Find and copy the lines in the records beneath this task that contain the word "both".
____
PR #459, opened 2025-03-21
tests: add tests for ol openedx chat

asadali145:

Closes https://github.com/mitodl/hq/issues/6935

Adds tests for the ol_openedx_chat plugin.

### How can this be tested?

- Checks should pass and ol_openedx_chat should work as expected.

### DIFF
--- a/run_devstack_integration_tests.sh
+++ b/run_devstack_integration_tests.sh
@@ -63,6 +63,11 @@ for subdir in "src"/*; do
                 echo "No tests found, skipping pytest."
             fi
 
+            # Run the pytest command with CMS settings (for ol_openedx_chat)
+            if [[ "$subdir" == *"ol_openedx_chat"* ]]; then
+                pytest . --cov . --ds=cms.envs.test
+            fi
+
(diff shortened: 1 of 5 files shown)


asadali145:
@arslanashraf7 This is rebased and should be good for review.

asadali145:
> In my opinion we have both LMS and CMS setup through tutor while running tests so they should not be skipped.

We are already doing that. As you see I have updated the scripts to run the ol_openedx_chat with both LMS and CMS.

if you scroll down in the GitHub action logs, you will see the tests running with CMS settings.

Running with LMS:
Screenshot 2025-03-28 at 9 13 56 PM

Running with CMS:
Screenshot 2025-03-28 at 9 14 27 PM


We need to run a few tests in LMS, a few in CMS, and a few in both LMS and CMS. I have used the decorators `skip_unless_cms` and `skip_unless_lms` to achieve that.

asadali145:
So, a few tests will be skipped when running with LMS and a few will skip when running with CMS.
____
▸ WRITTEN SOLUTION:
> In my opinion we have both LMS and CMS setup through tutor while running tests so they should not be skipped.
We are already doing that. As you see I have updated the scripts to run the ol_openedx_chat with both LMS and CMS.
We need to run a few tests in LMS, a few in CMS, and a few in both LMS and CMS. I have used the decorators `skip_unless_cms` and `skip_unless_lms` to achieve that.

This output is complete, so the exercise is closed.